The process begins when antibodies — primarily IgG1 and IgG3 subclasses, which you learned have the strongest effector functions — bind to antigens on the surface of a target cell (a virus-infected cell, a tumor cell, or any cell coated with foreign antigen). The antibodies accumulate on the target surface with their Fab ends attached to antigen and their Fc ends projecting outward. NK cells (and to a lesser extent macrophages and eosinophils) express Fc gamma receptors, particularly FcγRIIIa (CD16), which bind the clustered Fc regions. This crosslinking of multiple FcγRIIIa receptors triggers an activating signal through the receptor's immunoreceptor tyrosine-based activation motifs (ITAMs), initiating a signaling cascade inside the NK cell. The result is degranulation — the directed release of perforin and granzymes toward the target cell. Perforin forms pores in the target cell membrane, and granzymes enter through those pores to trigger apoptosis.

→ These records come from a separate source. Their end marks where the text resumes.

PR #14195, opened 2021-05-18
Fix index range calculation for queries where both bounds are expressed using the same operator.

mpoeter:
### Scope & Purpose

Fixes BTS-417

In some cases an index did not consider both bounds (lower and upper) for a close range scan if both bounds are expressed using the same operator, e.g., `FILTER doc.beginDate >= lb AND ub >= doc.beginDate`.

The newly added tests revealed yet another issue with the condition optimization in case of redundant conditions which result in suboptimal range calculation with an additional filter. But that needs to be fixed in a separate PR.

#### Backports:

- [x] Backports required for: 3.7, 3.8  (#14196, #14194)

#### Related Information

- [x] GitHub issue / Jira ticket number: https://arangodb.atlassian.net/browse/BTS-417

### Testing & Verification

### DIFF
--- a/tests/js/server/aql/aql-index-choice.js
+++ b/tests/js/server/aql/aql-index-choice.js
@@ -564,6 +564,105 @@ function BaseTestConfig () {
         assertEqual("sorted", collectNode.collectOptions.method);
       });
     },
+    
+    testSingleFilterUpperAndLowerBound: function() {
+      db[cn].ensureIndex({ type: "persistent", fields: ["uid"] });
+      [
+        `
+          FOR doc IN ${cn}
+            LET lowerBound = 1
+            LET upperBound = 100
+            FILTER doc.uid >= lowerBound AND doc.uid <= upperBound
+            RETURN doc
+        `,
+        `
+          FOR doc IN ${cn}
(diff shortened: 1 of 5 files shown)


tests/js/server/aql/aql-index-choice.js
```diff
@@ -564,6 +564,105 @@ function BaseTestConfig () {
...
+    },
+    
+    testSingleFilterUpperAndLowerBoundWithRedunantCondition: function() {
+      db[cn].ensureIndex({ type: "persistent", fields: ["uid"] });
+      // generate the cross product of the given arrays
+      const product = (...a) => a.reduce((a, b) => a.flatMap(d => b.map(e => [d, e].flat())));
+      // generate a list of all permutations of the given array
+      const perm = a => a.length
+        ? a.reduce((r, v, i) => [...r, ...perm([...a.slice(0, i), ...a.slice(i + 1)]).map(x => [v, ...x])], [])
+        : [[]];
```
jsteemann, line 613: :scream_cat:  :sweat_smile:

jsteemann (approved):
LGTM!

PR #14206, opened 2021-05-19
Add tree verification at run time triggered by API, add tests

neunhoef:
Sub-PR to add runtime verification of MerkleTrees.

### DIFF
--- a/arangod/RestHandler/RestReplicationHandler.cpp
+++ b/arangod/RestHandler/RestReplicationHandler.cpp
@@ -2968,15 +2968,44 @@ void RestReplicationHandler::handleCommandRevisionTree() {
     return;
   }
 
+  // shall we do a verification?
+  bool found{false};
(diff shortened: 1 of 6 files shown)


arangod/RestHandler/RestReplicationHandler.cpp
```diff
@@ -2968,15 +2968,44 @@ void RestReplicationHandler::handleCommandRevisionTree() {
...
 
+  // shall we do a verification?
+  bool found{false};
+  bool withVerification{false};
+  std::string const& verificationString = _request->value("verification", found);
+  if (found) {
+    if (verificationString.compare("true") == 0) {
+      withVerification = true;
+    }
+  }
```
jsteemann, line 2979: Can be simplified to:
```suggestion
  bool withVerification = _request->parsedValue("verification", false);
```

What makes ADCC distinctive among killing mechanisms is that it bridges the specificity of adaptive immunity with the cytotoxic power of innate cells. Unlike cytotoxic T cells, which require MHC class I presentation and antigen-specific T cell receptors, NK cells performing ADCC need no prior education about the target antigen — the antibody provides all the specificity. This is especially important when target cells downregulate MHC class I to evade T cell killing (a common strategy of viruses and tumors), because ADCC does not depend on MHC recognition at all. It is also why ADCC is a major mechanism of action for therapeutic monoclonal antibodies in cancer treatment — drugs like rituximab (anti-CD20) and trastuzumab (anti-HER2) work in part by coating tumor cells with antibody and recruiting NK cells to destroy them via ADCC.
Several factors modulate ADCC efficiency. Antibody glycosylation of the Fc region significantly affects FcγRIIIa binding — removing the core fucose residue from the Fc N-linked glycan dramatically enhances ADCC, which is why next-generation therapeutic antibodies are often engineered with afucosylated Fc regions. The density of antigen on the target cell surface matters too: more antigen means more antibody coating, which means stronger FcγR crosslinking and a more robust kill signal. Conversely, inhibitory Fc receptors (like FcγRIIb) and competition from serum IgG can dampen the response, providing regulatory checkpoints that prevent ADCC from causing excessive tissue damage.